[Source material]:
PR #467, opened 2021-07-17
Round-trip printing

YingboMa:


sostock:
Thanks for your contribution! As indicated by the CI, you need to adapt the tests to the new behavior. It would also be good to add tests for printing with `MIME"text/plain"` and to test that round-tripping actually works.

Issue #310, opened 2020-02-25
`isapprox` for heterogeneous arrays


sostock:
`isapprox` behaves incorrectly for heterogeneous arrays of quantities:
```julia
julia> a = Quantity[1u"s", 1u"minute"]
2-element Array{Quantity,1}:
      1 s
 1 minute

julia> isapprox(a,a)
false
```
This is due to the following implementation:
https://github.com/PainterQubits/Unitful.jl/blob/f6866eaffbb3a9150921cdcdacc967e8ff4a5c03/src/quantities.jl#L247-L248

m-wells:
Maybe something like `all(isapprox.(x,y))`?

sostock:
> Maybe something like `all(isapprox.(x,y))`?

That’s probably too simple, since `isapprox` should use the specified `norm` for arrays. From the docstring:

>   `x` and `y` may also be arrays of numbers, in which case `norm` defaults to the usual `norm` function in LinearAlgebra, but may be changed by passing a `norm::Function`
  keyword argument. (For numbers, `norm` is the same thing as `abs`.) When `x` and `y` are arrays, if `norm(x-y)` is not finite (i.e. `±Inf` or `NaN`), the comparison falls back
  to checking whether all elements of `x` and `y` are approximately equal component-wise.

m-wells:
Perhaps but it could serve as a fallback for now instead of the current always `false` method.

sostock:
Another problem is that it is difficult to choose a default `rtol` if the array contains different units. Maybe `isapprox` should throw an error for heterogeneous arrays if the `rtol` keyword argument is not given.

PR #468, opened 2021-07-17
Fix #465 for isapprox with complex arrays

### LINKED ISSUE #465: `isapprox` for complex unitful arrays fails
MWE for v1.8.0:

```julia
using Unitful: mm
z = (1+im) * ones(2,3) * mm
isapprox(z, 2z)

ERROR: MethodError: no method matching isless(::ComplexF64, ::ComplexF64)
...
```

It works fine for a complex scalar `z = (1 + im) * mm`
This is perhaps slightly related to #310 but should be an easier case.

JeffFessler:
Fix #465
The substantive change was `real{T1}` on line 300.

The rest of it is just white space to make it easier for me to sort out why it worked for scalars and not arrays.
The scalar case on line 282 has `real(T)` in it, so now it is matching between scalar and array.

This seems like a bug fix so I put in v1.9.1, but if you prefer v1.10.0 because it now it is new support for complex arrays that's fine too.  Up to you...


src/quantities.jl
```diff
@@ -275,18 +275,31 @@ for (i,j) in zip((:<, :isless), (:_lt, :_isless))
...
-isapprox(x::AbstractQuantity{T,D,U}, y::AbstractQuantity{T,D,U}; atol=zero(Quantity{real(T),D,U}), kwargs...) where {T,D,U} =
-    isapprox(x.val, y.val; atol=uconvert(unit(y), atol).val, kwargs...)
+
+function isapprox(
+    x::AbstractQuantity{T,D,U},
+    y::AbstractQuantity{T,D,U};
+    atol = zero(Quantity{real(T),D,U}),
+    kwargs...,
+) where {T,D,U}
+    return isapprox(x.val, y.val; atol=uconvert(unit(y), atol).val, kwargs...)
```
sostock, line 285:
```suggestion
    return isapprox(x.val, y.val; atol=ustrip(unit(y), atol), kwargs...)
```

test/runtests.jl
```diff
@@ -741,6 +741,10 @@ end
         @test isapprox(1.0u"m", 1.1u"m"; rtol=0.2)
         @test !isapprox(1.0u"m", 1.1u"m"; rtol=0.05)
 
+        # Issue 465:
+        z = (1+im) * ones(2,3) * 1m
+        @test !isapprox(z, 2z)
```
giordano, line 746: Maybe also add a positive test like `isapprox(z, z)`?

src/quantities.jl
JeffFessler: I'll commit this suggestion, but I should mention that the `uconvert` version was already in there.

test/runtests.jl
JeffFessler: Done

JeffFessler:
bump - I think I have addressed all the suggestions last summer.  Then I forgot about it, but I just hit this same issue again and "rediscovered" this PR.
Hopefully the only remaining question is whether to call it v0.11.0 or v0.10.1 (I chose the latter).

test/runtests.jl
```diff
@@ -760,6 +760,11 @@ end
         @test isapprox(1.0u"m", 1.1u"m"; rtol=0.2)
         @test !isapprox(1.0u"m", 1.1u"m"; rtol=0.05)
 
+        # Issue 465:
+        z = (1+im) * ones(2,3) * 1m
```
sostock, line 764:
```suggestion
        z = fill((1+im)m, 2, 3)
```
I think this would be clearer than the multiplication chain.

sostock (approved):
LGTM. We should resolve some more issues with `isapprox`(#310, ~~support for the `nans` keyword~~), but that can happen in a future PR.

test/runtests.jl
JeffFessler: agreed!

PR #472, opened 2021-07-24
Support `zero` for array with heterogeneous units

lamorton:
When working with ModelingToolkit, we often would like to have heterogeneous units within an vector of variables. Presently there's no method to create a `zero` array for such a case, which is often needed when doing solves or automatic differentiation. 

This construction only works if an appropriate template array already exists (ie, cannot be done abstractly).  So there's no ambiguity about what the unit type is for each index.

### DIFF
--- a/src/quantities.jl
+++ b/src/quantities.jl
@@ -376,6 +376,7 @@ zero(x::Type{<:AbstractQuantity{T}}) where {T} = throw(ArgumentError("zero($x) n
 zero(x::Type{<:AbstractQuantity{T,D}}) where {T,D} = zero(T) * upreferred(D)
 zero(x::Type{<:AbstractQuantity{T,D,U}}) where {T,D,U<:ScalarUnits} = zero(T)*U()
 zero(x::Type{<:AbstractQuantity{T,D,U}}) where {T,D,U<:AffineUnits} = zero(T)*absoluteunit(U())
+zero(x::AbstractArray{<:AbstractQuantity}) = map(zero,x)
 
 one(x::AbstractQuantity) = one(x.val)
 one(x::AffineQuantity) =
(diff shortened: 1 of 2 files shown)


sostock:
I think it would be better to add this to Julia itself (for all heterogeneous `AbstractArray`s). There’s an issue for that: https://github.com/JuliaLang/julia/issues/33099.

lamorton:
Makes sense. Lemme see if I can get a PR for Base, then.

sostock:
This PR changes the behavior for arrays with heterogeneous units but fixed dimension:

Before:
```julia
julia> zero(Quantity{Int,Unitful.𝐋}[1u"m", 1u"mm"])
2-element Vector{Quantity{Int64, 𝐋}}:
 0 m
 0 m
```
After:
```julia
julia> zero(Quantity{Int,Unitful.𝐋}[1u"m", 1u"mm"])
2-element Vector{Quantity{Int64, 𝐋}}:
  0 m
 0 mm
```
But I don’t think that’s too bad. Even the old behavior returned a vector with non-concrete eltype, (even though all elements are the same), so it will not worsen performance in this case.

src/quantities.jl
```diff
@@ -376,6 +376,7 @@ zero(x::Type{<:AbstractQuantity{T}}) where {T} = throw(ArgumentError("zero($x) n
 zero(x::Type{<:AbstractQuantity{T,D}}) where {T,D} = zero(T) * upreferred(D)
 zero(x::Type{<:AbstractQuantity{T,D,U}}) where {T,D,U<:ScalarUnits} = zero(T)*U()
 zero(x::Type{<:AbstractQuantity{T,D,U}}) where {T,D,U<:AffineUnits} = zero(T)*absoluteunit(U())
+zero(x::AbstractArray{<:AbstractQuantity}) = map(zero,x)
```
sostock, line 379:
```suggestion
zero(x::AbstractArray{T}) where {T<:Unitful.AbstractQuantity} = isconcretetype(T) ? fill!(similar(x), zero(T)) : map(zero, x)
```

This way the old method is used if the array is homogeneous, which is faster according to my benchmarks.

sostock:
This is replaced by #516, which supports arrays with unassigned elements as well.

PR #476, opened 2021-08-13
Unit construction macro now defines docs for units

### LINKED ISSUE #436: Add doc strings to units?
No documentation turns up here:
```
help?> Unitful.F
  No documentation found.

  Unitful.F is of type Unitful.FreeUnits{(F,), 𝐈² 𝐓⁴ 𝐋⁻² 𝐌⁻¹, nothing}.

  Summary
  ≡≡≡≡≡≡≡≡≡

  struct Unitful.FreeUnits{(F,), 𝐈² 𝐓⁴ 𝐋⁻² 𝐌⁻¹, nothing} <: Unitful.Units{(F,), 𝐈² 𝐓⁴ 𝐋⁻² 𝐌⁻¹, nothing}
  [...]
```

Would it be help to have an autogenerated doc string that says, e.g.,
```
Untiful.F defines the Farad as 1s^4*A^2/(kg*m^2) with dimensions 𝐈² 𝐓⁴ 𝐋⁻² 𝐌⁻¹
```
It seems this should be possible since pkgdefaults.jl defines
```
@unit F               "F"    Farad           1s^4*A^2/(kg*m^2)  true
```

lukebemish:
This is a fairly minor change that simply causes Docs.getdocs to be defined for the appropriate type when a unit is defined, allowing for basic documentation of the dimensions and conversion factor of every unit defined by the "unit" macro.

Close #436


sostock:
Thanks! I think the docstrings could be improved:
```
help?> Unitful.m
"Equal to 10^0 Meter, or 1 m, with dimensions 𝐋"

help?> Unitful.mm
"Equal to 10^-3 Meter, or 1//1000 m, with dimensions 𝐋"
```
* The docstrings should probably mention that the object is a unit (not a quantity), because to me, “equal to 1 m” sounds like it describes a quantity.
* In the `Unitful.m` docstring, I don’t think it’s helpful to mention that `m` is equal to `1m`.
* The quotes should not be included in the docstrings. Adding `getdoc` methods is not the right way to implement this, it’s better to add the docstrings in the expression returned by the macro.

Also, should this be optional? Maybe users want to write their own docstrings for units instead. We could add a new optional argument to the `@unit` macro that determines whether the automatic docstring is added.

I also think we should enable documenting the `@unit` macro by just adding `Base.@__doc__` in the right place:
```
julia> "docstring for MySecond"
       @unit mys "mys" MySecond 1u"s" true
ERROR: cannot document the following expression:

#= REPL[20]:2 =# @unit mys "mys" MySecond 1 * u"s" true

'@unit' not documentable. See 'Base.@__doc__' docs for details.
```
However, this would document only `mys`, not `mmys` (milli-MySecond). Maybe the docstrings for the prefixed units should be added automatically even if one supplies their own docstring?

lukebemish:
Alright; I agree with what you've said, though I'll have to do some research, as I haven't played with Docs too much. What do you think the docstring for the base unit should be (i.e., meters)? The reason I had implemented this using getdoc is that I couldn't find any easy way to come up with the appropriate doc string when the macro is run, but I'll look into better alternatives, as I agree that using getdoc is by far not the best option.

Allowing docstrings for base units should be fairly easy; I may go down that method instead. I could also probably implement a fairly simple addition for power-of-ten units; something like "A unit equal to 10^-3 meters" or the like.

lukebemish:
I just added a couple of commits that should provide documentation in a completely different way, relying on user-defined documentation instead and only automatically generating the SI power-of-ten derived units documentation. All in all, I think this is a much nicer way to go, as users can add as much custom documentation as they would like to to any units they define. I also started adding documentation for some of the units defined in pkgdefaults, though I figured I should hold off on defining documentation for all of them until we've got a common documentation format. What do you think?

lukebemish:
This has stagnated slightly, mostly because I am not sure if I have enough expertise to write a doc string for all the built-in units, and I am not yet sure what a standard doc string format for these units should be. I've given it a try for some simpler units, but I would love to see what somebody else thinks of this.

sostock:
I like that the new iteration of this PR now enables the user to write their own docstrings, even if it means that we have to document every unit in pkgdefaults.jl by hand. I haven’t looked at the code in detail, hopefully I have time for it soon.

Regarding the format of the docstrings, I think something like the following would be nice. In particular I think it would be good to spell out the names of the units (meter, joule etc.):

```
    Unitful.m

The meter, base SI unit of length.

Dimension: [`Unitful.𝐋`](@ref).
```

```
    Unitful.J

The joule, an SI unit of energy, equal to 1 kg*m^2*s^-2.

Dimension: `𝐌*𝐋^2*𝐓^-2`.
```

```
    Unitful.u

The unified atomic mass unit (also called dalton), a unit of mass, equal to 1.66053906660(50)*10^-27 kg.

Dimension: [`Unitful.𝐌`](@ref)
```

The automatically generated docstrings for prefixed units could look like this:
```
    Unitful.cm

A prefixed unit, equal to 10^-2 m.

Dimension: [`Unitful.𝐋`](@ref).

See also: [Unitful.m](@ref).
```

For gram and its prefixed versions, one could add a disclaimer:
```
    Unitful.g

The gram, an SI unit of mass, equal to 10^-3 kg. Note that `kg`, not `g`, is the base unit.

Dimension: [`Unitful.𝐌`](@ref).

See also: [`Unitful.kg`](@ref).
```

lukebemish:
Getting the dimension to show up in the generated docs for prefixed units is quite hard; I haven't yet found a method that works. In fact, I now realize that the way I was making a reference to the base unit was also flawed, but I'm fixing that now. If anyone has ideas for getting nice representations of dimension in prefixed units, that would be good to look at. Otherwise, I'll go with what I have now, which is to give the prefixed unit a reference to the base unit, and the base unit information on the dimension.

lukebemish:
I've added documentation in this format for all units defined in pkgdefaults. It could definitely use some review; additionally, I'd like to figure out a standard format for log scales and log scale units, and I haven't really used those much at all in Unitful.

lukebemish:
The format for equations/values I have converted everything to:

- Numbers, multiplication, and division are separated by spaces
- Large numbers are written in scientific notation as follows: `1.234,567,890 × 10^-5`
- Exponents and fractions are not separated by spaces
- For readability, fractions are written as `1/2`, not the julia format of `1//2`

What do you think?

sostock:
I like the use of `NoDims` instead of “dimensionless” and I also like the number format you have chosen. It is still somewhat inconsistently used with regard to spaces, e.g., the `rad` docstring uses `2π` and the `ħ` docstring uses `2 π` (with space). I would prefer the former. It also happens with multiplication of units, e.g., the `h` docstring uses `J*s` and the `C` docstring uses `A × s` (notice also the different multiplication sign).

lukebemish:
I don't currently add any documentation for log units, so I think that this documentation and the automatic generation of documentation for the macros, functions, and the like that log units also define can be left for another pull request. I believe that everything is (hopefully) actually using the same standardized format for the doc strings now; I have added automatically generated doc strings for the likes of `Unitful.Length`, `Unitful.LengthUnits`, and `Unitful.LengthFreeUnits`, though these could use some review.

lukebemish:
I attempted to build the documentation with this pull request, and realized that it has a LOT of warnings, courtesy of the hundreds of objects whose new doc strings are not in the documentation. If I were to put together a page of the documentation to hold all the information on built in units, how would it be best organized? I can use `@autodocs` to fetch all the unit/dimension/etc. documentation, but I'm not sure what the best ordering/format for this would be. What do you think?

lukebemish:
And should this be part of this pull request?

sostock:
I don’t think it is helpful to have all prefixed units listed in the documentation, maybe only the non-prefixed versions? In that case we would have to live with the warnings (I don’t think that’s too bad, it’s only one big warning, not several ones). I think we can leave the documentation for another PR, this one is already pretty big.

lukebemish:
What should we go with in the way of tests? I can't figure out any easy way to tell if something is documented, which is the direction we'd probably like to go in.

lukebemish:
Oh wait, docs can be cast to strings. I'll give this a try.

lukebemish:
The tests are failing because multiline-string indentation is weird in julia 1.0:

```julia
help?> Unitful.kJ
                       Unitful.kJ

  A prefixed unit, equal to 10^3 J.

  Dimension: 𝐋^2 𝐌 𝐓^-2

  See also: Unitful.J.
```

I'm not really sure how to fix this, other than making sure no multiline text blobs are indented at all. This is a bit of a pain, but may be necessary for julia-1.0 compatibility.

lukebemish:
I managed to fix this issue, but now I'm running into something else weird:

```
julia> string(@doc Unitful.Length)
"```\nUnitful.Length{T, U}\n```\n\nA supertype for quantities and levels of dimension [`Unitful.𝐋`](@ref) with a value                of type `T` and units `U`.\n\nSee also: [`Unitful.𝐋`](@ref), [`Unitful.Quantity`](@ref), [`Unitful.Level`](@ref).\n"
```

There's a random giant space in the middle. I think I know why; it's because that's where the indent is in the string. I think the only nice solution here is to just get rid of indents in multiline docstrings entirely.

sostock:
What did you try to fix it? I think it should be enough to just replace every `\n` in triple-quoted strings by actual linebreaks:
```julia
    name_doc = """
                   $__module__.$name{T, U}

               A supertype for quantities and levels of dimension [`$__module__.$s`](@ref) with a value
               of type `T` and units `U`.

               See also: [`$__module__.$s`](@ref), $name_links.
               """

```
```
julia> string(@doc Unitful.Length)
"```\nUnitful.Length{T, U}\n```\n\nA supertype for quantities and levels of dimension [`Unitful.𝐋`](@ref) with a value of type `T` and units `U`.\n\nSee also: [`Unitful.𝐋`](@ref), [`Unitful.Quantity`](@ref), [`Unitful.Level`](@ref).\n"
```

lukebemish:
I'll give that a try. That may be the issue.

PR #482, opened 2021-09-14
Update .gitignore

Mo8it:
Better structure from the [Julia .gitignore template of Github](https://github.com/github/gitignore/blob/master/Julia.gitignore).


.gitignore
```diff
@@ -1,8 +1,26 @@
...
 *.jl.mem
-deps/
+
+# System-specific files and directories generated by the BinaryProvider and BinDeps packages
+# They contain absolute paths specific to the host computer, and so should not be committed
+deps/deps.jl
+deps/build.log
+deps/downloads/
+deps/usr/
+deps/src/
```
sostock, line 14: This package doesn’t have any binary dependencies, so I don’t think these lines are necessary.

.gitignore
```diff
@@ -1,8 +1,26 @@
...
+
+# Build artifacts for creating documentation generated by the Documenter package
 docs/build/
-docs/Manifest.toml
```
sostock, line 7: Why remove this?

Mo8it: The line:
Manifest.toml

excludes all Manifest.toml files in every directory.
docs/Manifest.toml is therefore excluded as well.

.gitignore
Mo8it: We can remove them.

.gitignore
sostock: Ah, I did not know that.

PR #3, opened 2013-04-18
ui fixes

abenari:
Note that for this patch to work we also need to apply a patch to foreman

``` diff
--- a/app/controllers/hosts_controller.rb
+++ b/app/controllers/hosts_controller.rb
@@ -511,7 +511,7 @@ class HostsController < ApplicationController
   def find_multiple
   # Lets search by name or id and make sure one of them exists first
     if params[:host_names].present? or params[:host_ids].present?
-      @hosts = Host.where("id IN (?) or name IN (?)", params[:host_ids], params[:host_names] )
+      @hosts = Host::Base.where("id IN (?) or name IN (?)", params[:host_ids], params[:host_names] )
       if @hosts.empty?
         error 'No hosts were found with that id or name'
         redirect_to(hosts_path) and return false
```

### DIFF
--- a/.gitignore
+++ b/.gitignore
@@ -1,3 +1,4 @@
+.idea/
 *.gem
 *.rbc
 .bundle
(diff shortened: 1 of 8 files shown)


GregSutcliffe:
Thanks @abenari !

PR #5, opened 2013-04-30
Add some tests and some final fixes/updates

GregSutcliffe:
More tests to come ;)

### DIFF
--- a/README.md
+++ b/README.md
@@ -12,6 +12,10 @@ right now ;)
 Require the gem in Foreman.
 
     bundler.d/Gemfile.local.rb:
+    gem 'foreman_discovery'
+
+If you want to use the very latest code, use a git gem:
+
     gem 'foreman_discovery', :git => "https://github.com/theforeman/foreman_discovery.git"
 
 Update & Restart Foreman:
--- a/README.md
+++ b/README.md
@@ -68,16 +68,8 @@ options) it will look for a DNS record of `foreman`
 
 No configuration of the Foreman UI is required. If you are using Locations and/or Organisations,
 Foreman will default to using the first Location and first Organisation for Discovered
-hosts. If you wish to place them in some other Location/Organization, you can (for now)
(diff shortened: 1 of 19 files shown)


README.md
```diff
@@ -12,7 +12,7 @@ right now ;)
 Require the gem in Foreman.
 
     bundler.d/Gemfile.local.rb:
-    gem 'foreman_discovery', :git => "https://github.com/GregSutcliffe/foreman_discovery.git"
+    gem 'foreman_discovery', :git => "https://github.com/theforeman/foreman_discovery.git"
```
ohadlevy, line 19: I would prefer the default location would be an official Gem?

app/controllers/discovers_controller.rb
```diff
@@ -13,11 +13,12 @@ class DiscoversController < ::ApplicationController
...
-    # sometimes loses the `where` clause, leading to all Hosts on the Discovery index
-    hosts.reject! {|h| h.type != "Host::Discovered" }
     respond_to do |format|
-      format.html { @hosts = hosts.includes(:model, :location, :organization).paginate :page => params[:page] }
+      format.html do
+        # This `where` shouldn't be necessary, but randomly the sql query on the line above
+        # sometimes loses the `where` clause, leading to all Hosts on the Discovery index
+        @hosts = hosts.where(:type => "Host::Discovered").includes(:model, :location, :organization).paginate :page => params[:page]
+      end
       format.json { render :json => hosts }
```
ohadlevy, line 21: either make sure the json response include the same type, or remove json all together imho

README.md
GregSutcliffe, line 19: I agree, we can release one later today. This is correct for running the 'latest' version, so we'll extend it when the gem goes out.

app/controllers/discovers_controller.rb
GregSutcliffe, line 21: Fix incoming

PR #7, opened 2013-05-01
architecture detection

abenari:


ohadlevy:
I'm not sure if this makes sense, as the arch is always going to be i386 (as thats what the image builds).

ohadlevy:
is there a fact instead that we can use?

abenari:
hardwaremodel

app/models/host/discovered.rb
```diff
@@ -81,6 +83,7 @@ def attributes_to_import_from_facts
   def populateFieldsFromFacts facts = self.facts_hash
     importer = super
     self.subnet = Subnet.subnet_for(importer.ip)
+    self.architecture = Architecture.find_by_name(facts['architecture'])
```
ohadlevy: if at all, you want to use importer.architecture instead of facts[]

abenari: importer.architecture has the following code 

``` ruby
# On solaris architecture fact is harwareisa
name = case os_name
          when /(sunos|solaris)/i
            facts[:hardwareisa]
          else
            facts[:architecture] || facts[:hardwareisa]
          end
 # ensure that we convert debian legacy to standard
 name = "x86_64" if name == "amd64"
 Architecture.find_or_create_by_name name unless name.blank?
```

since facter is running in a tiny-core context, os is known, fact architecture is not relevant and hardwareisa is unknown.
This code is not useful in this case.

ohadlevy:
we might need to introduce a new fact that check if the machine is x86_64 capable, currently facter would report i686 on x86_64 machines regardless (assuming we decide to keep the i686 kernel).

GregSutcliffe:
Sounds good.

PR #9, opened 2013-05-01
moved discovered hosts to the provisioning section of the more menu.

abenari:


GregSutcliffe:
merged in 899424a, thanks @abenari !

PR #11, opened 2013-05-01
replaced multiple buttons to select action style menu.

abenari:
same style as current foreman hosts page has.


GregSutcliffe:
+1 for consistent style - merged as 2f2b89b58bdeb86dbbcf40d380ed8432b5b56c70. thanks!

PR #12, opened 2013-05-01
fixed select/unselect all message.

abenari:


GregSutcliffe:
tested, works, merged. Thanks @abenari !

[About this task]: Note how many lines above hold "whether" and give that figure alone.

[Answer to this task]: 3